===== DATA EXCERPTS

PR #456, opened 2022-05-31
Fix rodata references not showing up on RHS

simonlindholm:
It was hitting https://code.djangoproject.com/ticket/27813. Fixed by casting memoryview to bytes, just like at the other place `elf_object` is accessed.

(This fix is completely untested but I'm confident.)


ethteck:
thoynksh

PR #462, opened 2022-06-03
[WIP] Add Mac OS X platform and compilers

ChrisNonyminus:

PR #463, opened 2022-06-03
use grid instead of flex in PlatformSelect

nanaian:
Updates PlatformSelect to use a grid of three columns. This should prevent [whatever happened in #462](https://github.com/decompme/decomp.me/pull/462#issuecomment-1145940121), and also prevents the cells from growing to more than one column when there are less than three on a row (see: last cell width in image below).

image


ethteck:
thoynskh :)

PR #467, opened 2022-06-06
Add preset for Mario Kart Double Dash!!

SwareJonge:
Haven't tested this fully but so far these settings have worked for the game and JSystem sections

### DIFF
--- a/backend/coreapp/compilers.py
+++ b/backend/coreapp/compilers.py
@@ -737,6 +737,11 @@ _all_presets = [
         "-lang=c++ -g -Cpp_exceptions off -RTTI off -fp hard -fp_contract on -O4,p -maxerrors 1 -str reuse,pool,readonly -char unsigned -enum int -use_lmw_stmw on -inline off",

==========

Extract the entries above verbatim.

__ANSWER BOX__
PR #456, opened 2022-05-31
Fix rodata references not showing up on RHS

simonlindholm:
It was hitting https://code.djangoproject.com/ticket/27813. Fixed by casting memoryview to bytes, just like at the other place `elf_object` is accessed.

(This fix is completely untested but I'm confident.)


ethteck:
thoynksh

PR #462, opened 2022-06-03
[WIP] Add Mac OS X platform and compilers

ChrisNonyminus:

PR #463, opened 2022-06-03
use grid instead of flex in PlatformSelect

nanaian:
Updates PlatformSelect to use a grid of three columns. This should prevent [whatever happened in #462](https://github.com/decompme/decomp.me/pull/462#issuecomment-1145940121), and also prevents the cells from growing to more than one column when there are less than three on a row (see: last cell width in image below).

image


ethteck:
thoynskh :)

PR #467, opened 2022-06-06
Add preset for Mario Kart Double Dash!!

SwareJonge:
Haven't tested this fully but so far these settings have worked for the game and JSystem sections

### DIFF
--- a/backend/coreapp/compilers.py
+++ b/backend/coreapp/compilers.py
@@ -737,6 +737,11 @@ _all_presets = [
         "-lang=c++ -g -Cpp_exceptions off -RTTI off -fp hard -fp_contract on -O4,p -maxerrors 1 -str reuse,pool,readonly -char unsigned -enum int -use_lmw_stmw on -inline off",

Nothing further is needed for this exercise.